Make your reply a word-for-word repeat of the records.

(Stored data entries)
+++++

PR #1513, opened 2023-04-03
style: make the go-live content well padding more consistent

andrewleith:
# Summary | Résumé
This PR makes the padding in the go live content well more consistent.

image


amazingphilippe:
We could flip to a column direction on mobile, or even on all breakpoints. We'd have much more space for the paragraph, and it would be easier to read. 

Changes I made in the browser for the following screenshots:
1. Moved the anchor tag outside of the p tag
2. Moved the h2 inside the flex container
3. Added the `space-y-gutterHalf` spacer utility to the flex container
4. Also added `flex-col` to the container. 

Capture d’écran, le 2023-04-03 à 14 39 33

If we want to keep the row layout, we can do the following

1. Keep the h2 outside the container
2. Add `mt-gutterHalf` and `flex-col lg:flex-row items-baseline` to the container

If we feel really fancy, we could even add some css for `align-items: last-baseline`

Capture d’écran 2023-04-03 à 14 44 54

andrewleith:
@amazingphilippe I've added the changes you asked for, let me know if I understood correctly! :)

app/templates/views/service-settings.html
```diff
@@ -13,20 +13,20 @@
...
             {{ _("We’ll be in touch within 2 business days.") }}
           </p>
         {% else %}
-          <h2 class="heading-small">{{ _('Your service is in trial mode') }}</h2>
+          <h2 class="heading-small p-0 m-0">{{ _('Your service is in trial mode') }}</h2>
           {% if current_user.has_permissions('manage_service') %}
-            <div class="flex mt-5">
-              <p class="flex-1 self-center">
+            <div class="flex mt-5 mt-gutterHalf flex-col lg:flex-row items-baseline">
+              <p class="flex-1 self-center mr-10 mb-0">
```
amazingphilippe, line 26: We should remove `self center` from the classes

amazingphilippe (changes requested):
3 Small changes and then lgtm!

andrewleith:
Removing that P tag somehow causes a test to fail, even though it isn't happening locally.  Not sure what is going on here.

amazingphilippe:
We can fix the test. The test is trying to select the anchor inside of a paragraph tags:

https://github.com/cds-snc/notification-admin/actions/runs/4621007615/jobs/8172370312#step:9:808

andrewleith:
> We can fix the test. The test is trying to select the anchor inside of a paragraph tags:
> 
> https://github.com/cds-snc/notification-admin/actions/runs/4621007615/jobs/8172370312#step:9:808
> 
> Instead of targeting `main p`, we could also add a test-id to the go-live box, to make it easier to select and make sure things don't break.

Yep for sure - except the test was passing locally for some reason even with the same selector so I was trying to do a sanity check here.  I can try the test-id, but after that I think we are spending too much time here.

andrewleith:
Good call on the testid @amazingphilippe, that takes the arbitrary HTML structure out of the test.  Everything is passing now!

amazingphilippe (approved):
Looks really good! 
We should bring this testing methodology up with the other devs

+++++

[Solution to the problem]
PR #1513, opened 2023-04-03
style: make the go-live content well padding more consistent

andrewleith:
# Summary | Résumé
This PR makes the padding in the go live content well more consistent.

image


amazingphilippe:
We could flip to a column direction on mobile, or even on all breakpoints. We'd have much more space for the paragraph, and it would be easier to read. 

Changes I made in the browser for the following screenshots:
1. Moved the anchor tag outside of the p tag
2. Moved the h2 inside the flex container
3. Added the `space-y-gutterHalf` spacer utility to the flex container
4. Also added `flex-col` to the container. 

Capture d’écran, le 2023-04-03 à 14 39 33

If we want to keep the row layout, we can do the following

1. Keep the h2 outside the container
2. Add `mt-gutterHalf` and `flex-col lg:flex-row items-baseline` to the container

If we feel really fancy, we could even add some css for `align-items: last-baseline`

Capture d’écran 2023-04-03 à 14 44 54

andrewleith:
@amazingphilippe I've added the changes you asked for, let me know if I understood correctly! :)

app/templates/views/service-settings.html
```diff
@@ -13,20 +13,20 @@
...
             {{ _("We’ll be in touch within 2 business days.") }}
           </p>
         {% else %}
-          <h2 class="heading-small">{{ _('Your service is in trial mode') }}</h2>
+          <h2 class="heading-small p-0 m-0">{{ _('Your service is in trial mode') }}</h2>
           {% if current_user.has_permissions('manage_service') %}
-            <div class="flex mt-5">
-              <p class="flex-1 self-center">
+            <div class="flex mt-5 mt-gutterHalf flex-col lg:flex-row items-baseline">
+              <p class="flex-1 self-center mr-10 mb-0">
```
amazingphilippe, line 26: We should remove `self center` from the classes

amazingphilippe (changes requested):
3 Small changes and then lgtm!

andrewleith:
Removing that P tag somehow causes a test to fail, even though it isn't happening locally.  Not sure what is going on here.

amazingphilippe:
We can fix the test. The test is trying to select the anchor inside of a paragraph tags:

https://github.com/cds-snc/notification-admin/actions/runs/4621007615/jobs/8172370312#step:9:808

andrewleith:
> We can fix the test. The test is trying to select the anchor inside of a paragraph tags:
> 
> https://github.com/cds-snc/notification-admin/actions/runs/4621007615/jobs/8172370312#step:9:808
> 
> Instead of targeting `main p`, we could also add a test-id to the go-live box, to make it easier to select and make sure things don't break.

Yep for sure - except the test was passing locally for some reason even with the same selector so I was trying to do a sanity check here.  I can try the test-id, but after that I think we are spending too much time here.

andrewleith:
Good call on the testid @amazingphilippe, that takes the arbitrary HTML structure out of the test.  Everything is passing now!

amazingphilippe (approved):
Looks really good! 
We should bring this testing methodology up with the other devs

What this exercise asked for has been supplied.